Upgrade went fine from Sat 6.1.6 to 6.1.7 along with external capsule. Later, after upgrade, I ran a capsule sync and it was finished successfully. -- [root@ibm-x3550 ~]# hammer -u admin -p changeme capsule content synchronize --id=2 [............................................................................................................................................] [100%] -- Two observations: ------------------- 1) Apache's pulp_node.conf updated with new stanza: <snip> <Directory /var/www/pulp/nodes/content > Options FollowSymLinks Indexes SSLRequireSSL <snip> 2) meta-data re-generated on every capsule sync. Feb 9 18:53:32 ibm-x3550m3-06 pulp: pulp.plugins.pulp_rpm.plugins.distributors.yum.metadata.metadata:WARNING: Overwriting existing metadata file [/var/lib/pulp/working/repos/Default_Organization-Dev-cv_rhel7-capsule_rhel7-cap_rhel7_617/distributors/yum_distributor/repodata/repomd.xml]
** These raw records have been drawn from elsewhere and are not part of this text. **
PR #834, opened 2020-04-21
[Lang] Add math constants like `ti.pi`

archibate:
Related issue = #831 

### DIFF
--- a/python/taichi/misc/constants.py
+++ b/python/taichi/misc/constants.py
@@ -1,0 +1,19 @@
+import math
+
+pi = math.pi
+pi_2 = pi / 2
+pi_4 = pi / 4
+tau = math.tau
+E = math.e
+ln2 = math.log(2)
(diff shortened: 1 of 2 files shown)


python/taichi/misc/constants.py
```diff
@@ -0,0 +1,19 @@
+import math
+
+pi = math.pi
+pi_2 = pi / 2
+pi_4 = pi / 4
+tau = math.tau
+E = math.e
```
archibate, line 7: I use uppercase `E` due to the fear of name conflict, WDYT?

archibate:
But it's convenient, right? No extra `import math` required. And `ti.pi` is shorter than `math.pi`.
> The only reason all three modules provide a pi value is so if you are using just one of the three modules, you can conveniently have access to pi without having to import another module. They're not providing different values for pi.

After upgrade with 6.1.7 compose1. I performed following tests: - re-synced some of the existing Red Hat repos - success - enabled new repos and synced them - success - created new CV with new and existing repos and published them - success - published existing CV - success - re-synced contents from satellite -> capsule - success I don't find any symlinks after upgrade. Also the inode count for published repos reduced to very low count. Before upgrade: ---------------- [root@ibm-x3550m3 ~]# find /var/lib/pulp/nodes/published -type l | wc -l 568186 [root@ibm-x3550m3 ~]# find /var/lib/pulp/nodes/published -type d | wc -l 2141711 [root@ibm-x3550 ~]# find /var/lib/pulp/nodes/published/https/repos -name '*' | wc -l 2710169 After upgrade: ---------------- [root@ibm-x3550 ~]# find /var/lib/pulp/nodes/published -type l | wc -l 0 [root@ibm-x3550 ~]# find /var/lib/pulp/nodes/published -type d -empty | wc -l 1 [root@ibm-x3550 ~]# find /var/lib/pulp/nodes/published -type d | wc -l 201 [root@ibm-x3550 ~]# find /var/lib/pulp/nodes/published/https/repos -name '*' | wc -l 499
As per the comment 33, Moving this bz to verified. thanks
Since the problem described in this bug report should be resolved in a recent advisory, it has been closed with a resolution of ERRATA. For information on the advisory, and where to find the updated files, follow the link below. If the solution does not work for you, open a new bug report. https://access.redhat.com/errata/RHSA-2016:0174
The Pulp upstream bug status is at CLOSED - CURRENTRELEASE. Updating the external tracker on this bug.